I see an @ sign in the query code in your execution plan. There's a string variable involved.
Sql Server has a NASTY behavior if the string variable's type does not match the type of the string column in the index. Sql Server will ... convert the whole column to that type, perform the fast lookup, and then throw away the converted index so it can do the whole thing again next query.
Simon figured it out - but here's more helpful detail: http://msdn.microsoft.com/en-us/library/ms187373.aspx
So, what's happening here is that indexed view matching is not working. Make sure you're using Enterprise or Developer editions of Sql Server (pretty likely). Then check your SET options according to the article.
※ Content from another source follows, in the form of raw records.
PR #901, opened 2024-03-23
rsvp-te-global-errors-instance-name-change

vvikramb:
Added Ingest to support instance name path from "/network-instances/network-instance/@instance-name" to "/network-instances/network-instance/@name".

### DIFF
--- a/juniper_official/routing/check-te-rsvp-global-errors.rule
+++ b/juniper_official/routing/check-te-rsvp-global-errors.rule
@@ -879,10 +879,10 @@
                         }
                         operating-system junosEvolved {
                             products ACX {
-                                sensors lsp;						
+                                sensors lsp;			
 			                    platforms ACX7024 {
                                     releases 20.1R1 {
-                                        sensors lsp-updated;									
+                                        sensors lsp-updated;
                                         release-support min-supported-release;
                                     }
                                 }
@@ -906,7 +906,7 @@
                                 }
 			                    platforms ACX7509 {
                                     releases 20.1R1 {
-                                        sensors lsp-updated;				
+                                        sensors lsp-updated;
                                         release-support min-supported-release;
                                     }
                                 }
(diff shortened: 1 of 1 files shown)


juniper_official/routing/check-te-rsvp-global-errors.rule
```diff
@@ -515,16 +859,25 @@
                         }
                         operating-system junosEvolved {
                             products ACX {
+                                sensors lsp-updated;
```
gaddevijay: This should be segregated based on the proper ACX models and version

juniper_official/routing/check-te-rsvp-global-errors.rule
```diff
@@ -515,16 +859,25 @@
...
+                                sensors lsp-updated;							
                                 platforms All {
                                     releases 22.3R1 {
                                         release-support min-supported-release;
                                     }
                                 }
                             }
+                            products PTX {
+                                sensors lsp-updated;
+                                platforms PTX10008 {
```
gaddevijay, line 905: Same with PTX

juniper_official/routing/check-te-rsvp-global-errors.rule
```diff
@@ -515,16 +855,27 @@
                         }
                         operating-system junosEvolved {
                             products ACX {
-                                platforms All {
-                                    releases 22.3R1 {
+                                sensors lsp;						
+			                    platforms All {
```
gaddevijay: specific models should be present

gaddevijay (changes requested):

juniper_official/routing/check-te-rsvp-global-errors.rule
```diff
@@ -468,28 +772,87 @@
...
                                     }
                                 }
+                                platforms MX304 {
+                                    releases 20.1R1 {
+                                        sensors lsp-updated;				
+                                        release-support min-supported-release;
+                                    }
+                                }
+                                platforms MX204 {
+                                    releases 20.1R1 {
```
gaddevijay, line 805: Please check the versions. This seems to be an old release. We will have to put all relevant versions if the fix went into multiple versions

gaddevijay (changes requested):

PR #904, opened 2024-04-04
Added enum to fan-state field in hardware.chassis/check-fan-state-rpm rule

vvikramb:
Added enum to field "status" in "hardware.chassis/check-fan-state-rpm" rule.

### DIFF
--- a/juniper_official/chassis/check-fan-state-rpm.rule
+++ b/juniper_official/chassis/check-fan-state-rpm.rule
@@ -97,8 +97,8 @@ healthbot {
                 }
                 type string;
                 description "Status of the fan";
-                enumerate __default__ as -1;
-                enumerate Failed as 0;
+                enumerate __default__ as -99;
+                enumerate Failed as -1;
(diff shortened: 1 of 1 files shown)


juniper_official/chassis/check-fan-state-rpm.rule
```diff
@@ -97,6 +97,10 @@ healthbot {
                 }
                 type string;
                 description "Status of the fan";
+                enumerate __default__ as -1;
```
gaddevijay: enumerate __default__ as -99;
                enumerate Failed as -1;
                enumerate Absent as 0;				
                enumerate ok as 1;

gaddevijay (changes requested):

juniper_official/chassis/check-fan-state-rpm.rule
vvikramb: Updated comments.

gaddevijay (approved):

PR #905, opened 2024-04-04
Added enum to psm-state field in hardware.chassis/check-psm-power-usage-state rule

vvikramb:
Added enum to "psm-state" field in "hardware.chassis/check-psm-power-usage-state" rule.

### DIFF
--- a/juniper_official/chassis/check-psm-power-usage-state.rule
+++ b/juniper_official/chassis/check-psm-power-usage-state.rule
@@ -150,6 +150,7 @@ healthbot {
                 }				
                 type string;
                 description "State of power supply module";
+                enumerate __default__ as -1;				
                 enumerate Offline as 0;
                 enumerate Fault as 0;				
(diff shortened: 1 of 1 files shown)


juniper_official/chassis/check-psm-power-usage-state.rule
```diff
@@ -150,6 +150,10 @@ healthbot {
                 }				
                 type string;
                 description "State of power supply module";
+                enumerate __default__ as -1;				
+                enumerate Offline as 0;
+                enumerate Fault as 0;
```
gaddevijay: This should be some other value.. This can be as below. Which means for rest of the rules also we should change to __default__ value to -99

__default__ - -99
Fault - -10
Offline - 0
online - 1

gaddevijay (changes requested):

gaddevijay (approved):

PR #906, opened 2024-04-04
Added enum to state field in hardware.fpc/check-fpc-cpu-memory-state-temp rule

vvikramb:
Added enum to state field in hardware.fpc/check-fpc-cpu-memory-state-temp rule

### DIFF
--- a/juniper_official/linecard/check-fpc-cpu-memory-state-temp.rule
+++ b/juniper_official/linecard/check-fpc-cpu-memory-state-temp.rule
@@ -171,7 +171,7 @@ healthbot {
                 }
                 type string;
                 description "FPC state";
-                enumerate __default__ as -1;				
+                enumerate __default__ as -99;				
                 enumerate Offline as -6;
                 enumerate Offlining as -5;
                 enumerate Onlining as 0;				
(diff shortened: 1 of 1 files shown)


juniper_official/linecard/check-fpc-cpu-memory-state-temp.rule
```diff
@@ -171,6 +171,11 @@ healthbot {
                 }
                 type string;
                 description "FPC state";
+                enumerate __default__ as -1;
```
gaddevijay: enumerate __default__ as -99;				

                enumerate Offline as -6;
                enumerate Offlining as -5;
                enumerate Onlining as 0;				
                enumerate online as 1;

gaddevijay (changes requested):

juniper_official/linecard/check-fpc-cpu-memory-state-temp.rule
vvikramb: Updated Comments.

gaddevijay: Default needs to be update to -99

gaddevijay (changes requested):

gaddevijay (approved):

PR #907, opened 2024-04-04
Added enum to peer-state field in routing.bgp/check-bgp-neighbor-stats rule

vvikramb:
Added enum to "peer-state" field in "routing.bgp/check-bgp-neighbor-stats" rule.

### DIFF
--- a/juniper_official/routing/check-bgp-neighbor-stats.rule
+++ b/juniper_official/routing/check-bgp-neighbor-stats.rule
@@ -62,6 +62,13 @@
                 }
                 type string;
                 description "Sensor field to peer state";
+                enumerate __default__ as -1;				
+                enumerate Idle as 0;
+                enumerate Connect as 0;
+                enumerate Active as 0;
+                enumerate OpenSent as 0;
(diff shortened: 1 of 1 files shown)


juniper_official/routing/check-bgp-neighbor-stats.rule
```diff
@@ -62,6 +62,13 @@
                 }
                 type string;
                 description "Sensor field to peer state";
+                enumerate __default__ as -1;
```
gaddevijay: enumerate __default__ as -99;				
                enumerate Idle as -40;
                enumerate Connect as -30;
                enumerate Active as -20;
                enumerate OpenSent as -10;
                enumerate OpenConfirm as 0;				
                enumerate Established as 1;

gaddevijay (changes requested):

juniper_official/routing/check-bgp-neighbor-stats.rule
vvikramb: Updated Comments.

gaddevijay (approved):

I recently built a large database containing hundreds of millions of call detail records and there are some functions I was using in queries and views that I turned into persisted computed columns. This worked out much better because I could index on the computed column.
I wasn't using SQL Enterprise though so I didn't get the opportunity to use indexed views. Is the indexed view supposed to be able to index the deterministic results of the UDF?
What benefit are you looking for by using an indexed view? Is it not possible to properly index the table(s) themselves? Without good justification, you're adding complexity and asking the optimizer to deal with more database objects with less flexibility.
Have you evaluated the same query logic with standard indexes?
Mixing in UDF logic muddies things even more.
What edition of SQL Server? I believe that only Enterprise and Developer Edition will use indexed views automatically, while the others support it using query hints.
From Query Hints (Transact SQL) on MSDN:
If all you want is to persist the return value of a UDF, consider a persisted computed column rather than an indexed view.